### GOAL OF THE EXERCISE
Using the records provided below, locate and copy each line that contains the word "draws".

Stored data entries:
PR #6013, opened 2022-08-30
Fix filamat internal state tracking

pixelflinger:
in a few places filamat loses the value of targetApi and targetLanguage
and attempt to guess it from other values, this lead to inconsistencies.

we now keep both targetApi and targetLanguage and use them appropriately.

in particular we don't use the optimization level to "guess" what 
targetLangage we're on.

In the end this resolve a prior unit test failure and allows us to not
have to use "spirv" rules when generating only GLSL.


pixelflinger:
reviewers, the first commit is a reformat so it's easier to ignore it during the reivew.

prideout (approved):

PR #6016, opened 2022-08-30
The default arena sizes in the makefile didn't match the code

pixelflinger:
Also added some ascii art to explain better how the various arenas are
used.


romainguy (approved):

prideout (commented):
The new values seem to break with the some advice that says: "As a rule of thumb use the same value as FILAMENT_PER_FRRAME_COMMANDS_SIZE_IN_MB".   Is this advice still valid?

PR #6017, opened 2022-08-30
gltfio cleanup: NodeMap is now a FixedCapacityVector, etc.

prideout:


libs/gltfio/src/AssetLoader.cpp
```diff
@@ -1420,9 +1419,9 @@ void FAssetLoader::importSkins(FFilamentAsset* primary,
     const auto& nodeMap = instance->nodeMap;
     for (cgltf_size i = 0, len = gltf->nodes_count; i < len; ++i) {
         const cgltf_node& node = gltf->nodes[i];
+        Entity entity = nodeMap[i];
```
bejado, line 1422: You mention that `nodeMap` could be sparsely populated. Do you need to verify that `entity` is valid?

bejado (approved):

libs/gltfio/src/AssetLoader.cpp
prideout: Wow excellent catch, in some situations (e.g. multiple gltf scenes in one gltf file) this might be a zero entity, so we need an `if` here.  Will fix.

bejado: 👍

PR #6018, opened 2022-08-30
Add overdraw visualization to gltf_viewer

bejado:
Screen Shot 2022-08-30 at 6 01 03 PM

When enabled, overdraw fragments are colored:
- blue: 1 time overdrawn
- green: 2 times overdrawn
- magenta: 3 times overdrawn
- red: 4+ times overdrawn


pixelflinger (approved):

pixelflinger:
This doesn't seem to work with `-a opengl` nor `-a vulkan`. In the opengl case, the overdraw is not drawn at all, but the model works. In the vulkan case, nothing draws.

bejado:
> This doesn't seem to work with `-a opengl` nor `-a vulkan`. In the opengl case, the overdraw is not drawn at all, but the model works. In the vulkan case, nothing draws.

Hm, I'll take a look. I thought I tested with OpenGL.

### ANSWER TO THIS PROBLEM
This doesn't seem to work with `-a opengl` nor `-a vulkan`. In the opengl case, the overdraw is not drawn at all, but the model works. In the vulkan case, nothing draws.
> This doesn't seem to work with `-a opengl` nor `-a vulkan`. In the opengl case, the overdraw is not drawn at all, but the model works. In the vulkan case, nothing draws.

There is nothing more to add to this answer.